Posted by Paul Vigna on July 01, 2010
Economy, Markets, Unemployment / Comments Off

It's not looking pretty out there.

No time to mourn the dour second quarter, it’s over and done with and now we’re in the third quarter. Technically speaking, though, for stocks at least, the quarter is starting with a lot against it.

There’s a sell signal from the Dow Theory camp, there’s a completed head-and-shoulders reversal, and the “dead cross” is right at the crossroads. It’s going to take some seriously good news to flip the script. Or it may confirm the gloom; China’s PMI report today was a disappointment. And jobless claims just stunk up the joint.

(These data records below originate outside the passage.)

PR #246, opened 2023-12-11
Zigzag cic

manuel5975p:
Add a scatter function to ParticleAttribute that takes an additional position attribute to perform current deposition
Add ZigZag deposition scheme to `CIC.h(pp)`

- `ZigzagScatterToPoint` checks whether the deposition index is inbounds.
- `fractional_part` returns what would be the fractional part of `modf`
- `ZigzagScatterToField` takes two world-space vectors as opposed to `ScatterToField` which takes grid-space vectors


Arc676 (changes requested):
CIC stands for cloud-in-cell, which is an interpolation scheme. If zigzag is a new interpolation scheme, it should be stored in a new file in `src/Interpolation`; I think this will be cleaner and easier to manage. Code that is common to both interpolation schemes may warrant a new shared file as well.

Perhaps there was an internal discussion where I was not involved, but if not, I would suggest that the interface for this be discussed. We know that we want IPPL to support multiple interpolation schemes. I'm not sure that simple function overloading is the correct way to address this. Do all interpolation schemes necessarily require different sets of arguments? If not, the interpolation scheme should be explicitly chosen and visible at the call site such that it's clear from the caller code which interpolation scheme is being used.

src/Interpolation/CIC.h
```diff
@@ -119,6 +119,41 @@ namespace ippl {
             const std::index_sequence<GatherPoint...>&, const View& view,
             const Vector<T, View::rank>& wlo, const Vector<T, View::rank>& whi,
             const Vector<IndexType, View::rank>& args);
+
+        template <unsigned long ScatterPoint, unsigned long... Index, typename T, unsigned Dim,
+                  typename IndexType>
+        KOKKOS_INLINE_FUNCTION constexpr int ZigzagScatterToPoint(
+            const std::index_sequence<Index...>&,
+            const typename ippl::detail::ViewType<ippl::Vector<T, 3>, Dim>::view_type& view,
```
Arc676, line 127: If the `3` is correct, there should be some documentation to explain why it's 3 and not `Dim`

src/Interpolation/CIC.h
```diff
@@ -119,6 +119,41 @@ namespace ippl {
...
+         * to 'to' into a Kokkos View using specified grid spacing and scaling factor. It utilizes
+         * Kokkos functions for efficient parallelization.
+         */
+        template <unsigned long... ScatterPoint, typename T, unsigned Dim,
+                  typename IndexType = size_t>
+        KOKKOS_INLINE_FUNCTION void ZigzagScatterToField(
+            const std::index_sequence<ScatterPoint...>&,
+            const typename ippl::detail::ViewType<ippl::Vector<T, 3>, Dim>::view_type& view,
+            Vector<T, Dim> from, Vector<T, Dim> to,
+            const Vector<T, Dim> hr /*Grid Spacing*/, T scale, NDIndex<Dim> lDom, int nghost);
```
Arc676, line 155: `hr` is already explained to be the grid spacing in the docstring.

src/Interpolation/CIC.hpp
```diff
@@ -63,7 +63,135 @@ namespace ippl {
...
+                  typename IndexType>
+        KOKKOS_INLINE_FUNCTION constexpr int ZigzagScatterToPoint(
+            const std::index_sequence<Index...>&,
+            const typename ippl::detail::ViewType<ippl::Vector<T, 3>, Dim>::view_type& view,
+            const Vector<T, Dim>& wlo, const Vector<T, Dim>& whi,
+            const Vector<IndexType, Dim>& args, const Vector<T, Dim>& val, T scale, const Vector<T, Dim>& hr, const NDIndex<Dim> lDom, int nghost, const Vector<T, Dim>& source) {
+            (void)hr;
+            (void)lDom;
+            (void)nghost;
+            (void)source;
```
Arc676, line 76: Is this just to avoid warnings about unused arguments? Why are there unused arguments?

src/Interpolation/CIC.hpp
```diff
@@ -63,7 +63,135 @@ namespace ippl {
...
+            if(!isinbound){
+                return 0;
+            }
+            for(unsigned int d = 0;d < Dim;d++){
+                typename ippl::detail::ViewType<ippl::Vector<T, Dim>,
+                                            Dim>::view_type::value_type::value_type* destptr =
+                    &(view(interpolationIndex<ScatterPoint, Index>(args)...)[d]);
+                Kokkos::atomic_add(
+                    destptr,
+                    scale * val[d] * (interpolationWeight<ScatterPoint, Index>(wlo, whi) * ...));
```
Arc676, line 92: I'm not sure there is much gained in readability by having `destptr` be a separate variable instead of just putting the expression in the function call.

src/Interpolation/CIC.hpp
```diff
@@ -63,7 +63,135 @@ namespace ippl {
...
+            const Vector<T, Dim> hr, T scale, const NDIndex<Dim> lDom, int nghost) {
+            
+            // Use utility functions
+            
+            using Kokkos::max;
+            using Kokkos::min;
+            using Kokkos::floor;
+
+            Vector<T, Dim> from_in_grid_coordinates;
+            Vector<T, Dim> to_in_grid_coordinates;
```
Arc676, line 130: Use consistent casing for variable names.

src/Interpolation/CIC.hpp
```diff
@@ -63,7 +63,135 @@ namespace ippl {
...
+                whi[i] = fractional_part((to[i] + relay[i]) * T(0.5) / hr[i]);
+            }
 
+            auto __ =
+                (ZigzagScatterToPoint<ScatterPoint>(std::make_index_sequence<Dim>{}, view, wlo,
+                                                     whi, toi_local, jcto, scale, hr, lDom, nghost, source2)
+                 ^ ...);
+
+            (void)_;
+            (void)__; // [[maybe_unused]] causes issues on certain compilers
```
Arc676, line 192: Does the variable appear unused if you reassign the first placeholder instead of creating a new one?

Arc676 (changes requested):

srikrrish:
> CIC stands for cloud-in-cell, which is an interpolation scheme. If zigzag is a new interpolation scheme, it should be stored in a new file in `src/Interpolation`; I think this will be cleaner and easier to manage. Code that is common to both interpolation schemes may warrant a new shared file as well.
> 
> Perhaps there was an internal discussion where I was not involved, but if not, I would suggest that the interface for this be discussed. We know that we want IPPL to support multiple interpolation schemes. I'm not sure that simple function overloading is the correct way to address this. Do all interpolation schemes necessarily require different sets of arguments? If not, the interpolation scheme should be explicitly chosen and visible at the call site such that it's clear from the caller code which interpolation scheme is being used.

I totally agree with these comments. The different interpolation schemes should not be just function overloads of scatter. They should be in separate functions with the naming which explicitly says the intepolation scheme and also in different files. Previously we only had CIC interpolation/deposition and hence scatter/gather was synonymous with it. But now there is a new scheme their names should be changed as well i.e. scatterCIC, gatherCIC etc. and in future once the particle-in-Fourier branch gets merged we will have more new interpolation schemes such as scatterPIF, gatherPIF etc. So we should be careful in designing how we may want to do this properly.

src/Interpolation/CIC.h
manuel5975p: it's wrong, thanks for poynting out

src/Interpolation/CIC.h
manuel5975p: ok

src/Interpolation/CIC.hpp
manuel5975p: you're right, probably not

src/Interpolation/CIC.hpp
manuel5975p: to my surprise the warning disappears, I renamed to dummy_ since double underscore lead are reserved anyway

manuel5975p:
Okay I addressed all comments except the `ParticleAttrib::scatter` naming one, how should it be named? Because Zigzag is still CIC, but for lines instead of points.

src/Interpolation/Zigzag.h
```diff
@@ -0,0 +1,64 @@
...
+         * @param[in] view The Kokkos View to scatter data into.
+         * @param[in] from The starting point for scattering.
+         * @param[in] to The ending point for scattering.
+         * @param[in] hr Grid spacing for scattering.
+         * @param[in] scale The scaling factor for scattering.
+         *
+         * @details This function performs zigzag interpolation to scatter data points from 'from'
+         * to 'to' into a Kokkos View using specified grid spacing and scaling factor. It utilizes
+         * Kokkos functions for efficient parallelization.
+         */
```
matt-frey, line 24: These comments (including input parameters) does not reflect the code.

src/Interpolation/Zigzag.hpp
```diff
@@ -0,0 +1,121 @@
...
+         *
+         * @tparam ScatterPoint The scatter points to be used.
+         * @tparam T The data type of the field and view.
+         * @tparam Dim The dimensionality of the field and view.
+         * @tparam IndexType The index type used for indexing.
+         * @param view The view to scatter into.
+         * @param from The starting position of the scatter operation.
+         * @param to The ending position of the scatter operation.
+         * @param hr The grid spacing.
+         * @param scale The scaling factor to apply during the scatter operation. This is usually
```
matt-frey, line 41: What about "ldom" and "nghost"?

src/Interpolation/Zigzag.h
```diff
@@ -0,0 +1,64 @@
...
+         *
+         * @tparam ScatterPoint A list of unsigned long values representing the scatter points.
+         * @tparam T The data type of the values being scattered.
+         * @tparam Dim The dimension of the scatter operation.
+         * @tparam IndexType The data type used for indexing.
+         * @param[in] view The Kokkos View to scatter data into.
+         * @param[in] from The starting point for scattering.
+         * @param[in] to The ending point for scattering.
+         * @param[in] hr Grid spacing for scattering.
+         * @param[in] scale The scaling factor for scattering.
```
matt-frey, line 47: Missing "ldom" and "nghost".

src/Particle/ParticleAttrib.h
```diff
@@ -119,9 +119,29 @@ namespace ippl {
...
+        //     This performs zigzag deposition!
+        template <typename Field, typename P2, bool volumetricallyCorrect = false>
+        void scatter(Field& f, const ParticleAttrib<Vector<P2, Field::dim>, Properties...>& pp1,
+                     const ParticleAttrib<Vector<P2, Field::dim>, Properties...>& pp2,
+                     T dt_scale) const;
+
+        //     // scatter the data from this attribute onto the given Field, using
+        //     // the given Position attribute
+        template <typename Field, typename P2>
+        void scatterVolumetricallyCorrect(
```
matt-frey, line 136: What do you mean by "volumetrically correct"?

matt-frey: Found it a few lines below.

matt-frey (changes requested):
Can you maybe add more explanation to this zigzag interpolation? As zigzag also uses CIC underneath, I think it should not be treated like CIC. The "simple" scatter method -- we already have, which unfortunately currently has CIC hard-coded -- has a fundamental structure/kernel that is common to all "simple" scatter routines, irrespective of the interpolation order (i.e. constant, linear, quadratic etc.).

Arc676:
> Okay I addressed all comments except the `ParticleAttrib::scatter` naming one, how should it be named? Because Zigzag is still CIC, but for lines instead of points.

> The "simple" scatter method -- we already have, which unfortunately currently has CIC hard-coded -- has a fundamental structure/kernel that is common to all "simple" scatter routines

The fact that there is shared code between the scatter methods pushes, in my opinion, towards an interface of the form `void scatter(Attributes, Field, Positions, Algorithm, Arguments)`, where `Algorithm` is an enum type that identifies the different interpolation strategies and `Arguments` is some kind of container type for additional variables used for different interpolations. One possibility for the arguments is `std::variant<ArgTypes...>*` where `ArgTypes...` are different `struct`s with properties for different interpolations and passing `nullptr` indicates that the interpolation requires no additional parameters.

A shared function allows for the common code to be reused. We would just need to adapt the kernel to the desired interpolation strategy.

manuel5975p:
For just CIC and Zigzag, this makes limited sense to me. Zigzag takes different arguments, so passing an Algorithm option can be incompatible with the passed arguments (like calling `scatter(x1, x2, Algo::CIC)` or something would be ill-formed. 
At any rate, it would be nice to have @matt-frey and @srikrrish give their inputs on how the scatter function should look, especialli since Sri has mentioned another interpolation.

aaadelmann:
In IPPL 1.0 we had a construct like this: 

this->Q.scatter(this->rho_m, this->R, IntrplCIC_t()); 

and the gather operation was orthogonal. IntrplCIC_t() was just a typedef

I personally like this construct!

srikrrish:
As Andreas mentioned the particle positions, what quantity to scatter and a field to scatter on are the bare minimum needed for a scatter function. In the particle-in-Fourier scatter and gather I mentioned I also need to specify additionally a precomputed shape function in the Fourier space as computing it every time would be costly. It looks somewhat like this https://github.com/IPPL-framework/ippl/blob/131-implement-electrostatic-particle-in-fourier/src/Particle/ParticleAttrib.hpp#L652 (the MPI communicator at the end can be avoided with the new MPI interface from Matthias). So I would say it more or less still conforms to the generic scatter and gather interface. But the zigzag scatter indeed seems to be taking very different set of arguments.

manuel5975p:
So should I just rename attrib::scatter(x1, x2, field) to attrib::scatterZZ or something like that?

aaadelmann:
And why not: 

attrib::scatter(x1, x2, field, scatterMethod)

and scatterMethod is: IntrplCIC_t() or IntrplNGP_t() or IntrplZigzag_t() 

What do I miss here?

manuel5975p:
Because as it is now, CIC would only take one positional argument, whereas Zigzag takes two

aaadelmann:
yes I understand this but why can we not select at completive one of two variants?



On 20 Dec 2023, at 19:54, manuel5975p ***@***.***> wrote:



Because as it is now, CIC would only take one positional argument, whereas Zigzag takes two

src/Interpolation/Zigzag.hpp
```diff
@@ -0,0 +1,121 @@
...
+            if (!isinbound) {
+                return 0;
+            }
+            for (unsigned int d = 0; d < Dim; d++) {
+                Kokkos::atomic_add(
+                    &(view(interpolationIndex<ScatterPoint, Index>(args)...)[d]),
+                    scale * val[d] * (interpolationWeight<ScatterPoint, Index>(wlo, whi) * ...));
+            }
+
+            return 0;
```
Arc676, line 27: The loop can be nested instead of having the early return. The return value itself is a dummy value anyway so it makes more sense to only return once.

unit_tests/TestUtils.h
```diff
@@ -160,7 +159,7 @@ struct TestParams {
     }
 };
 
-bool TestParams::skipSerialTests = true;
+bool TestParams::skipSerialTests = false;
```
Arc676, line 162: This change doesn't belong in this PR and it also makes the `--run-serial` flag useless, since the tests will never be skipped. I believe it was decided to remove this entirely anyway, so instead of changing the default values, all of this should just be removed (possibly not in this PR).

srikrrish:
This was closed automatically by accident as dev-3.2.0 was deleted. Please reopen a new PR from your branch.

New claims for jobless benefits increased by 13,000 to 472,000 in the week ended June 26. The previous week’s level was revised upward as well, from 457,000 to 459,000. Economists had expected claims would fall by 2,000.

Although this week’s number comes after the Labor Dept.’s June jobs survey, the increase indicates the labor markets remain extremely weak heading into 2H10.

To be sure, an economist at the Labor Department says the latest rise in new jobless claims is mostly coming from the educational services sector where bus drivers, cafeteria workers and others lost their jobs due to the summer holidays. Doesn’t it seem like the Labor Department always has an excuse for an “unexpected” rise in jobless claims? How about just admitting prospects for the labor market don’t look so bright?

Other data later this morning includes ISM manufacturing, construction spending, pending home sales and car sales.

S&P futures down 4.7; 10-year down a bit, yield up to 2.936%.

(Kathleen Madigan and Steven Russolillo contributed to this post.)